HSP70 is a molecular chaperone required for the regulation of cellular homeostasis via the control of protein folding, translocation, biogenesis and degradation (37). HSP70, a member of the HSP family, has been reported to be highly expressed in numerous types of cancer and is associated with higher tumour grade, metastasis, chemotherapeutic resistance and poor prognosis (38,39). Nuclear translocation and expression of the HSP70 protein is correlated with the stage and the prognosis of patients with papillary thyroid cancer (40). The overall survival rates of patients with nasopharyngeal carcinoma with positive expression of HSP70 were significantly lower than those with negative expression (41). Sheng et al (42) showed that inhibition of HSP70 expression enhances the sensitivity of gastric cancer cells to cisplatin via the MAPK signalling pathway and that HSP70 may be a therapeutic target in gastric cancer. The present study suggested that the MAPK signalling pathway was involved in the curcumin-induced apoptosis of ACC cells. JNK and p38 are essential components of the MAPK signal transduction pathway, leading to programmed cell death in response to certain stimuli (43,44). The present results indicated that as curcumin concentration increased, HSP70 expression decreased, and JNK and p38 were activated and phosphorylated. JNK and p38 are typically described as stress-activated kinases that mediate apoptotic signals (45). HSP70 senses the accumulation of abnormal proteins after heat shock and other stresses to regulate JNK and p38 (46). Furthermore, JNK and p38 orchestrate cellular responses by mediating their downstream transcription factor activator protein-1, a c-Jun/c-Fos heterodimer. JNK and p38 are activated to modify the expression of CHOP, and participate in apoptosis induced by the ER stress pathway (47,48).
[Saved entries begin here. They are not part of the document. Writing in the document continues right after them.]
PR #230, opened 2021-11-18
Fix concurrent memoization of zero-arg methods multiple values

ms-ati:
When two threads concurrently call a zero-arg method which is in
the unmemoized state, they can return two different results.

For example, this could occur if we are memoizing:
  * database query result
  * filesystem read
  * current time
  * a random number

This PR adds documentation that this is expected behavior to README.md,
as well as a probabilistic spec that demonstrates the behavior.

### DIFF
--- a/README.md
+++ b/README.md
@@ -156,6 +156,24 @@ $ bundle exec ruby benchmarks.rb
 If your results differ from what's posted here,
 [let us know](https://github.com/panorama-ed/memo_wise/issues/new)!
 
+## Thread Safety
+
+MemoWise makes the following **thread safety** guarantees on all supported Ruby
+versions:
+
+1. **Before** a value has been memoized
+
+   * Contended calls from multiple threads...
+      * May each call the original method
+      * May return different valid results (when the method is nondeterministic,
+        like `rand`)
+      * Will memoize exactly one valid return value
+
+2. **After** a value has been memoized
+
+   * Contended calls from multiple threads...
+     * Always return the same memoized value
+
 ## Documentation
 
 ### Documentation is Automatically Generated
--- a/spec/thread_safety_spec.rb
+++ b/spec/thread_safety_spec.rb
@@ -3,11 +3,9 @@
 RSpec.describe "thread safety" do # rubocop:disable RSpec/DescribeClass
   context "when two threads accessing unmemoized zero-args method" do
     let(:thread_return_values) do
-      any_nils = ->(a) { a.any?(&:nil?) }
-
-      check_repeatedly(condition_proc: any_nils) do
-        instance = class_with_memo.new
-        threads = Array.new(2) { Thread.new { instance.first_thread_id } }
+      check_repeatedly(condition_proc: condition_to_check) do
+        @instance = class_with_memo.new
+        threads = Array.new(2) { Thread.new { @instance.current_thread_id } } # rubocop:disable RSpec/InstanceVariable
         threads.map(&:value)
       end
     end
@@ -16,11 +14,11 @@ RSpec.describe "thread safety" do # rubocop:disable RSpec/DescribeClass
       Class.new do
         prepend MemoWise
 
-        def first_thread_id
-          Thread.pass # trigger a race condition even on MRI
-          Thread.current.object_id
+        def current_thread_id
+          Thread.pass              # trigger a race condition even on MRI
+          Thread.current.object_id # return different values in each thread
         end
-        memo_wise :first_thread_id
+        memo_wise :current_thread_id
       end
     end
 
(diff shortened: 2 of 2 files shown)


ms-ati:
As expected: this purely ruby code "double check" pattern, where we check again whether the memoization sentinel has been set in a concurrent thread _after_ we have run the original method, is successful in this test on all MRI versions, but does not work on JRuby.

**Options**

1. We could leave the code in its prior state, and document that contended calls can result in different return value across threads on all Ruby versions
2. We could adopt this solution for MRI, and document that it doesn't work on JRuby in both markdown and tests (e.g. by marking this test as "pending" in JRuby)
3. We might go a step further and use a Mutex on each object, which would fix this issue on all Ruby versions, at some additional cost on those first calls where we set the memoized value

I'm hoping that this PR can help kick off a discussion and we can intentionally select an option 😄

ms-ati:
Summary of discussion with @jemmaissroff and @JacobEvelyn outside of Github:

- We've selected **Option 1: leave code in is prior state, and document that contended calls can result in different return values across threads**

README.md
```diff
@@ -156,6 +156,23 @@ $ bundle exec ruby benchmarks.rb
...
 
+## Thread Safety
+
+MemoWise makes the following **thread safety** guarantees on all supported Ruby
+versions:
+
+1. **Before** a value has been memoized
+
+   * Contended calls from multiple threads...
+      * May call original method multiple times
```
JacobEvelyn, line 167: I was a bit confused by this wording. Maybe something like:

* May each call the original method

?

README.md
```diff
@@ -156,6 +156,23 @@ $ bundle exec ruby benchmarks.rb
...
+      * May return different valid return values on different threads
```
JacobEvelyn, line 168: I worry people may not understand the context of this one. Maybe something like:

* May return different valid results (when the method is nondeterministic, like `rand`)

spec/thread_safety_spec.rb
```diff
@@ -16,20 +14,65 @@
...
+
+      it "does not return accidental nil value to either thread" do
+        expect(thread_return_values).not_to include(nil)
+      end
+    end
+
+    # When memoizing non-deterministic methods, MemoWise does not impose any
+    # additional guarantees other than:
+    #   * Return values are one of the valid returns from the original method
+    #   * Return values differ between threads under contended calls
```
JacobEvelyn, line 42: This isn't a guarantee, right? Maybe we want _may_ differ or some other rephrasing?

spec/thread_safety_spec.rb
```diff
@@ -16,20 +14,65 @@
...
+    #   * One of those return values will be memoized and returned thereafter
+    context "when checking condition: are different values returned?" do
+      let(:condition_to_check) do
+        ->(values) { values.any? { |v| v != values.first } }
```
JacobEvelyn, line 46: This is fine to leave as-is but I found it a little confusing and am wondering if `values.uniq.size > 1` would be clearer?

spec/thread_safety_spec.rb
```diff
@@ -16,20 +14,65 @@
...
+      end
+
+      let(:after_memoization_thread_return_values) do
+        _ = thread_return_values # sanity check - always comes after first `let`
```
JacobEvelyn, line 50: I find this line a little confusing. Do we need the `_ = `? Would it be simpler to just make `thread_return_values` a `let!`? Would the comment be clearer as something like:

```ruby
thread_return_values # Ensure threads have already executed
```

?

spec/thread_safety_spec.rb
```diff
@@ -16,20 +14,65 @@
...
+        end
+      end
+
+      # NOTE: Disabled on TruffleRuby in CI, because it takes multiple seconds
+      # to observe the different values returned to multiple threads, and errors
+      # out in some cases when that does happen.
+      unless RUBY_ENGINE == "truffleruby" && ENV["CI"] == "true"
+        it "returns different values to each thread, and memoizes one of them" do
+          # Before memoization: expect to observe threads return different values
+          expect(thread_return_values).
```
JacobEvelyn, line 64: Similar to my comment above, would this be clearer?

```ruby
expect(thread_return_values.uniq.size).to be > 1
```

I found the `include(not_eq(... .first))` difficult to understand.

README.md
```diff
@@ -156,6 +156,23 @@ $ bundle exec ruby benchmarks.rb
...
+      * Will memoize exactly one valid return value
+
+2. **After** a value has been memoized
+
+   * Contended calls from multiple threads...
+     * Always returns the same memoized value
```
JacobEvelyn, line 174: Nitpick: `returns` --> `return`

JacobEvelyn (commented):
Just some minor comments. Thanks for working on this!

Also, consider adding this to the bottom of your commit message:

```
Closes #184 
```

README.md
ms-ati: Changed!

spec/thread_safety_spec.rb
ms-ati: Changed! Thanks

spec/thread_safety_spec.rb
ms-ati: Changed, thanks

spec/thread_safety_spec.rb
ms-ati: Changed, thanks!

JacobEvelyn (approved):

PR #233, opened 2021-11-23
Switch heredocs from <<- to <<~

### LINKED ISSUE #232: Use squiggly heredocs everywhere
Squiggly heredocs seem like the "more correct" way to use multiline strings for our use case, and they're supported in all Ruby versions we support, so we should switch to using them everywhere.

JacobEvelyn:
This commit also changes the heredoc closing
signifier to `HEREDOC` everywhere, for clarity.

Closes #232

**Before merging:**

### DIFF
--- a/benchmarks/benchmarks.rb
+++ b/benchmarks/benchmarks.rb
@@ -63,8 +63,7 @@ BENCHMARK_GEMS = [
 # Use metaprogramming to ensure that each class is created in exactly the
 # the same way.
 BENCHMARK_GEMS.each do |benchmark_gem|
-  # rubocop:disable Security/Eval
-  eval <<-CLASS, binding, __FILE__, __LINE__ + 1
+  eval <<~HEREDOC, binding, __FILE__, __LINE__ + 1 # rubocop:disable Security/Eval
     # For these methods, we alternately return truthy and falsey values in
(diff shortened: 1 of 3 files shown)


benchmarks/benchmarks.rb
```diff
@@ -63,8 +63,7 @@ def benchmark_name
 # Use metaprogramming to ensure that each class is created in exactly the
 # the same way.
 BENCHMARK_GEMS.each do |benchmark_gem|
-  # rubocop:disable Security/Eval
-  eval <<-CLASS, binding, __FILE__, __LINE__ + 1
+  eval <<~HEREDOC, binding, __FILE__, __LINE__ + 1 # rubocop:disable Security/Eval
```
JacobEvelyn, line 66: I don't love `HEREDOC` but was wondering if we might want something more consistent. Right now we use `CLASS`, `END_OF_METHOD`, and `END_OF_METHODS`. I'm happy to revert this change though and keep them as-is, or switch to something more understandable than `HEREDOC`, like `MULTILINE_STRING`.

Thoughts?

ms-ati: I am fine with whatever you choose here @JacobEvelyn. Agree that having a consistent usage might be nice.

ms-ati (approved):
LGTM

PR #246, opened 2021-12-09
Implements memoization using instance variables per method

### LINKED ISSUE #243: Use method-specific instance variables for methods that take arguments
This was a suggestion made by @sampersand in the RubyConf Discord channel for our recent talk. The idea is that instead of using `@_memo_wise` for all method types, we'd use a different instance variable for each method, like `@_memo_wise_method_#{method_name}`. This should save us an array lookup for a slight performance boost.

There are a few challenges:

- we'd need to avoid name collisions, for example when memoizing both a `data?` and a `data!` and a `data` method
  - probably a simple `.sub("?", "__qmark__").sub("!", "__bang__")` would be sufficient
  - @jemmaissroff may have insight into whether there's a max instance variable length to be worried about (or a length at which performance decreases)
    - if so, we could instead use a scheme like `@_memo_wise_method_#{counter}` or use UUIDs, etc.
- to support frozen objects we need to ensure that these instance variables are initialized to empty hashes before freezing
  - this could probably be done either in an overridden `initialize` or `freeze` method
- this approach will not support resetting and presetting zero-arity methods on frozen objects
  - a simple path forward would be to continue using our array for zero-arity methods
  - are there good alternatives?

Would love discussion on this idea and its tradeoffs!

jemmaissroff:
Resolves #243

**Before merging:**

### DIFF
--- a/lib/memo_wise.rb
+++ b/lib/memo_wise.rb
@@ -180,6 +180,7 @@ module MemoWise
 
         case method_arguments
         when MemoWise::InternalAPI::NONE
+          index = MemoWise::InternalAPI.index(klass, method_name)
           # Zero-arg methods can use simpler/more performant logic because the
           # hash key is just the method name.
           klass.send(:define_method, method_name) do # Ruby 2.4's `define_method` is private in some cases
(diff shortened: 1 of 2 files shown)


PikachuEXE:
CI for 3.0 failed for `Branch coverage (92.59%) is below the expected minimum coverage (100.00%).`
But
https://codecov.io/github/panorama-ed/memo_wise/commit/4c549d4302e3164f8211e8f15cffe96ae5d2f7e9
shows 100%

I can't understand this 😅

PikachuEXE:
Oh wait there is code conflict

jemmaissroff:
Not planning on working on this in the immediate future

PR #158, opened 2017-06-13
Add support for extracted comments via gettext_comment/1

whatyouhide:
Based on the great work by @roques in #156. 💟

### DIFF
--- a/lib/gettext/po/plural_translation.ex
+++ b/lib/gettext/po/plural_translation.ex
@@ -19,6 +19,8 @@ defmodule Gettext.PO.PluralTranslation do
       `Gettext.Plural`.
     * `comments` - a list of comments as they are found in the PO file (e.g.,
       `["# foo"]`).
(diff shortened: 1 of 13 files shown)


lib/gettext/po/plural_translation.ex
```diff
@@ -19,6 +19,8 @@ defmodule Gettext.PO.PluralTranslation do
       `Gettext.Plural`.
     * `comments` - a list of comments as they are found in the PO file (e.g.,
       `["# foo"]`).
+    * `extracted_comments` - a list of extracted comments (for example,
+      `["foo", "bar"]`).
```
roques: I think the code stores these as `["#. foo", "#. bar"]`.

roques:
@whatyouhide Grazie mille for finishing this. I like this better than my prototype.

lib/gettext/po/plural_translation.ex
whatyouhide: Great catch, updated. :)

Curcumin has been reported to increase the expression of ATF4 and CHOP, which are considered the hallmarks of ER stress-induced apoptosis (49,50). During severe or prolonged ER stress, ATF4 is activated and binds to AARE1 on the CHOP promoter, further promoting the expression of the ER stress-associated apoptotic factor CHOP (51–53). After curcumin treatment, the expression levels of ATF4, and CHOP increased in ACC cells in vitro and in vivo. The current study investigated the role of CHOP in curcumin-induced apoptosis using lentivirus transfection. The shRNA-mediated knockdown of CHOP expression inhibited curcumin-induced apoptosis in ACC SW-13 cells. The current results are consistent with those of previous studies (54–56). Therefore, activation of JNK and p38 to stimulate ER stress appears to be a major contributor to the curcumin-induced apoptosis of ACC cells.

In conclusion, curcumin inhibited ACC growth and induced apoptosis. Curcumin activated JNK and p38 MAPK, and stimulated ER stress, which may serve a notable role in apoptosis. Thus, the present results may facilitate the search for novel treatments of ACC and for understanding the molecular mechanisms underlying the effects of curcumin. Curcumin may be a promising candidate for ACC therapy. Nonetheless, future studies should investigate the mechanism of the cell cycle and microRNA pathways in curcumin-induced apoptosis of ACC cells in curcumin liposome experiments.